VII

The years 1848 to 1852 were for Wagner a long spell of intellectual and spiritual indigestion; his too receptive brain was taking into itself more impressions of all kinds than it could assimilate. Art and life, opera and politics, called clamorously to him, and all at the same time, deafening and confusing him. With Lohengrin his second great creative epoch, that had commenced with the Flying Dutchman, had come to its perfect end. New ideas of music and drama were ripening in him, but as yet he had no clear conception of their drift. He had gradually become profoundly disgusted with the theatre, yet saw no possible reformation of it except by way of a reformation of man and society as a whole. So he became a revolutionist,—not for politics' sake but for art's sake. To cooler heads than his own he seemed to be drifting towards destruction. Minna saw clearly enough that his views on politics were too idealistic to have any real bearing on the practicalities of the day; and other sympathisers no doubt regretted that the artist in him should be in danger of being ruined by the politician.[330]

At first he thought it possible to reform the theatre from the inside: and apparently nothing could surpass the zeal he showed in his work at the opera house, or the sincerity of his desire to raise the music of the town to the highest possible efficiency. In February 1846 he drafted a scheme for the improvement of the orchestra, that runs to nearly sixty pages of close print in the Gesammelte Schriften, and leaves not the smallest practical detail untouched.[331] Two years later he worked out his admirable scheme for the organisation of a German National Theatre for the Kingdom of Saxony. Here again one is struck by the practical nature of his genius.[332] But once more his appeal fell on deaf ears.

His failure to interest the theatre authorities in his schemes for the regeneration of the drama and music drove him deeper into politics. Only from a new humanity, a new relationship between man and the State, could come a clean and healthy and art-loving civilisation. In June 1848 he made his famous "Vaterlandsverein" speech, that created so many new enemies for him at the Court.[333] In February 1849 he wrote an article on "Man and Existing Society"[334] for Roeckel's Volksblätter, and in April one on "The Revolution" for the same journal.[335] Each of these is a passionate cry of welcome to the new era that he thought was dawning. "In the year 1848 began the war of man's fight against existing society." For society as at present constituted "is an attack on man: the ordering of existing society is inimical to the destiny, the right of man.... Man's destiny is, through the ever higher perfecting of his mental, moral, and bodily faculties, to attain an ever higher, purer happiness. Man's right is, through the ever higher perfecting of his mental, moral and bodily faculties, to achieve the enjoyment of a constantly increasing, purer happiness." But this can only be done by the union of all, not by the unit. "Men therefore are not only entitled but bound to demand of society that it shall lead them to ever higher, purer happiness through the perfecting of their mental, moral and bodily faculties." The second of the essays chants a dithyramb to the coming revolution. Volcano rumblings are to be heard beneath the soil of all Europe; soon the great upheaval will come. "The old world is crumbling to ruin; a new world will be born from it." The artist burns with sympathy for the poor, the suffering, the oppressed, and looks forward to a new civilisation, in which man will be free and have joy of his labour. It is impossible not to be moved to this day by the eloquence and passionate sincerity of his cry, and the purity of his hopes.

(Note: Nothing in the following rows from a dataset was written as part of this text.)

PR #7463, opened 2026-08-03
feat: attach a terminal to a sandbox and publish agents that serve HTTP (5/11)

ibuildthecloud:
An interactive agent gets a terminal over a websocket: framed channels carry
input, output and resize, and session errors travel on a control channel rather
than on stderr, which is reserved as a stream a non-TTY session can use for
what the program actually wrote there.

An agent that declares a port is published under /agent-connect/{instance id}
instead. Obot strips that prefix before forwarding, so an agent that assumed it
was at the root would build links landing outside its own prefix -- a
single-page UI would call Obot instead of itself. The prefix is sent per
request as X-Forwarded-Prefix and is also in the sandbox's configuration, for
servers that need it at start-up rather than per request, and relative
redirects are rewritten back inside the prefix idempotently so an agent that
already accounts for it is not prefixed twice.

---

Part 5 of an 11-PR stack. Base: `feat/hosted-agents-04-reachability`.

## Stack

1. #7459 — Resource model
**→ 5. #7463 — Terminal + HTTP publish** (this PR)
8. #7466 — REST API
9. #7467 — Admin UI
10. #7468 — User UI


go.mod
```diff
@@ -91,6 +91,8 @@ require (
 	sigs.k8s.io/yaml v1.6.0
 )
 
+require github.com/moby/spdystream v0.5.1 // indirect
```
thedadams: Combine this with the require block below.

go.mod
```diff
@@ -142,6 +144,7 @@ require (
 	github.com/chai2010/gettext-go v1.0.2 // indirect
 	github.com/cloudflare/circl v1.6.3 // indirect
 	github.com/cncf/xds/go v0.0.0-20260202195803-dba9d589def2 // indirect
+	github.com/coder/websocket v1.8.15
```
thedadams: This should be in the first require block because it is a direct dependency.

pkg/api/handlers/agentconnect/agentconnect.go
```diff
@@ -0,0 +1,200 @@
...
+
+// Proxy forwards a request to the instance's sandbox.
+//
+// The authorizer has already established that the caller owns this instance
+// and still has access to the agent behind it; an unauthenticated caller never
+// reaches here, because the UI route handling redirects them to sign in first.
+func (h *Handler) Proxy(req api.Context) error {
+	// Anonymous callers reach this handler so that a browser lands on sign-in
+	// rather than a bare 403. Unlike the MCP gateway, which challenges an OAuth
+	// client, this route is opened by a person following a link.
```
thedadams: These two comments seem to contradict each other.

thedadams (approved):

go.mod
ibuildthecloud: Fixed in `4f22fba9`. Merged into the block below, alphabetically among the other indirects.

It was standalone because `go mod tidy` put it there when I added it: the k8s backend attaches a terminal over SPDY, and `k8s.io/streaming` pulls `moby/spdystream` in as an indirect. Tidy appends a new indirect requirement as its own block rather than sorting it into an existing one, and I did not tidy the layout afterwards. `go mod tidy` is happy with it in the merged position.

go.mod
ibuildthecloud: Fixed in `4f22fba9`. `github.com/coder/websocket` is now in the first require block.

It is a direct dependency — the terminal handler uses it for the browser side of the session — which is why it carried no `// indirect` marker while sitting among the indirects. Same cause as the one above: tidy placed it where the dependency was first observed and I did not correct the grouping.

pkg/api/handlers/agentconnect/agentconnect.go
ibuildthecloud: Good catch — they did contradict each other, and the doc comment was the wrong one. Fixed in `4f22fba9`.

The doc said an unauthenticated caller never reaches `Proxy`. The body immediately handles exactly that case, and the body is right: `allowAgentConnectSignIn` in the authorizer admits an unauthenticated caller to this route deliberately, and there is a test asserting it.

The doc now says so, and explains why it is safe:

> An unauthenticated one reaches here deliberately: this route is opened by a person following a link, so the authorizer admits them precisely so that the redirect below can send them to sign in. Nothing about the instance is read before that happens, so it discloses nothing -- not even whether the instance exists.

The inline comment lost the half that duplicated it and keeps only the part the doc does not cover: why this redirects rather than challenging an OAuth client the way the MCP gateway does.

PR #7464, opened 2026-08-03
feat: wire the agent backend into the server (6/11)

ibuildthecloud:
The backend is selected by configuration: disabled unless asked for, fake in
development, and Kubernetes when a cluster is available.

The Kubernetes backend needs a client for the local cluster even when MCP
servers do not run there, which is the case a developer hits first: hosted
agents on a cluster, MCP servers on Docker. It builds its own client from the
same config rather than borrowing the MCP one, so enabling hosted agents does
not switch on MCP machinery a deployment has no reason to configure.

---

Part 6 of an 11-PR stack. Base: `feat/hosted-agents-05-terminal-connect`.

## Stack

1. #7459 — Resource model
**→ 6. #7464 — Server wiring + Helm** (this PR)
8. #7466 — REST API
9. #7467 — Admin UI
10. #7468 — User UI

### DIFF
--- a/pkg/services/config.go
+++ b/pkg/services/config.go
@@ -20,9 +20,13 @@ import (
 	apiclienttypes "github.com/obot-platform/obot/apiclient/types"
 	"github.com/obot-platform/obot/logger"
 	"github.com/obot-platform/obot/pkg/accesscontrolrule"
+	"github.com/obot-platform/obot/pkg/agentbackend"
+	agentbackendfake "github.com/obot-platform/obot/pkg/agentbackend/fake"
+	agentbackendkubernetes "github.com/obot-platform/obot/pkg/agentbackend/kubernetes"
 	"github.com/obot-platform/obot/pkg/api/authn"
 	"github.com/obot-platform/obot/pkg/api/authz"
 	"github.com/obot-platform/obot/pkg/api/handlers"
+	"github.com/obot-platform/obot/pkg/api/handlers/agentconnect"
 	"github.com/obot-platform/obot/pkg/api/handlers/mcpgateway"
 	"github.com/obot-platform/obot/pkg/api/server"
 	"github.com/obot-platform/obot/pkg/api/server/audit"
@@ -80,6 +84,8 @@ import (
 
 var pkgLog = logger.Package()
 
+const leaderElectionRequestTimeout = 15 * time.Second
+
 type (
 	GatewayConfig     gserver.Options
 	AuditConfig       audit.Options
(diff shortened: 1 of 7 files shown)


pkg/services/config.go
```diff
@@ -167,29 +180,35 @@ type Services struct {
 	AuditLogger           audit.Logger
 	DSN                   string
 	ServerURL             string
-	MCPSessionManager     *mcp.SessionManager
-	TunnelManager         *tunnel.Manager
-	OAuthServerConfig     handlers.OAuthAuthorizationServerConfig
+	// AgentServerURL is Obot's address as a sandbox can reach it, which differs
+	// from ServerURL when Obot runs outside the cluster its sandboxes run in.
+	AgentServerURL    string
```
thedadams, line 185: The MCP backends have methods for this purpose. Can we use those instead?

pkg/services/config.go
```diff
@@ -1061,6 +1095,75 @@ func New(ctx context.Context, config Config) (*Services, error) {
...
+	// is not enough: it has to resolve to somewhere a sandbox is permitted to
+	// reach. The egress policy shipped with the chart excludes private ranges,
+	// so a hostname pointing at an internal load balancer or at a node is
+	// refused even though it resolves. MCP servers have always answered this by
+	// addressing Obot's Service instead, and a sandbox reaches Obot for the
+	// same things -- its models, its MCP servers -- so it is given the same
+	// address rather than a second mechanism for the same problem.
+	agentServerURL := config.Hostname
+	if agentBackendKind == "kubernetes" && agentLocalK8sClient != nil {
+		reachable, err := agentbackendkubernetes.ReachableServerURL(ctx, agentLocalK8sClient, config.Hostname)
```
thedadams, line 1138: The MCPSessionManager has a `TransformObotHostname` method for this purpose.

ibuildthecloud: It is used — it is the second of two steps, and I have made the code say why in `fa1181f7` rather than changing the behaviour.

`TransformObotHostname` substitutes Obot's Service, and `serviceFQDN` is only set when `ServiceName` and `ServiceNamespace` are both configured:

```go
if opts.ServiceName != "" && opts.ServiceNamespace != "" {
    serviceFQDN = fmt.Sprintf("%s.%s.svc.%s", ...)
}
```

The chart sets both, so in-cluster it answers and that is the only step that runs. A developer running Obot on their own machine against a local cluster sets neither, so it returns the hostname untouched — and that hostname is a loopback address, which inside a sandbox means the sandbox itself.

`ReachableServerURL` covers only that case: it substitutes a node address, since Obot listens on all of the developer machine's interfaces, and it leaves any non-loopback hostname alone so the in-cluster path falls straight through to `TransformObotHostname`.

So they are complementary rather than duplicative, and using the MCP method alone would break the developer case. The comment now states both cases and why one cannot answer for the other — previously it described the loopback case first and read as though it were the whole story.

pkg/services/config.go
ibuildthecloud: Same answer as the one below, on the call site — the field holds the result of that resolution rather than doing any of its own.

`AgentServerURL` exists because a sandbox and a browser reach Obot differently: `ServerURL` is the public address a published agent builds links from, and this is the address a sandbox dials for its models and MCP servers. In-cluster they are resolved by `TransformObotHostname`, which is the MCP method you are pointing at; outside the cluster that method cannot answer, so `ReachableServerURL` handles the loopback case.

Both are computed once at start-up and stored here rather than resolved per request, so the two consumers -- the config the controller writes, and the credential grant -- cannot disagree about where Obot is.

thedadams (approved):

But the end was near,—a very different end from the one anticipated by this ardent soul. All hope of success faded before the Prussian rifles, and on the 9th May the disillusioned idealist was in flight.

It was long, however, before the hopes and dreams of 1848 and 1849 finally forsook him. From his Swiss and Parisian exile he sent forth two treatises—Art and Revolution (written in June 1849), and the Art-Work of the Future (written in October of the same year),—in which he voices once more his aspirations for a new humanity and a new art.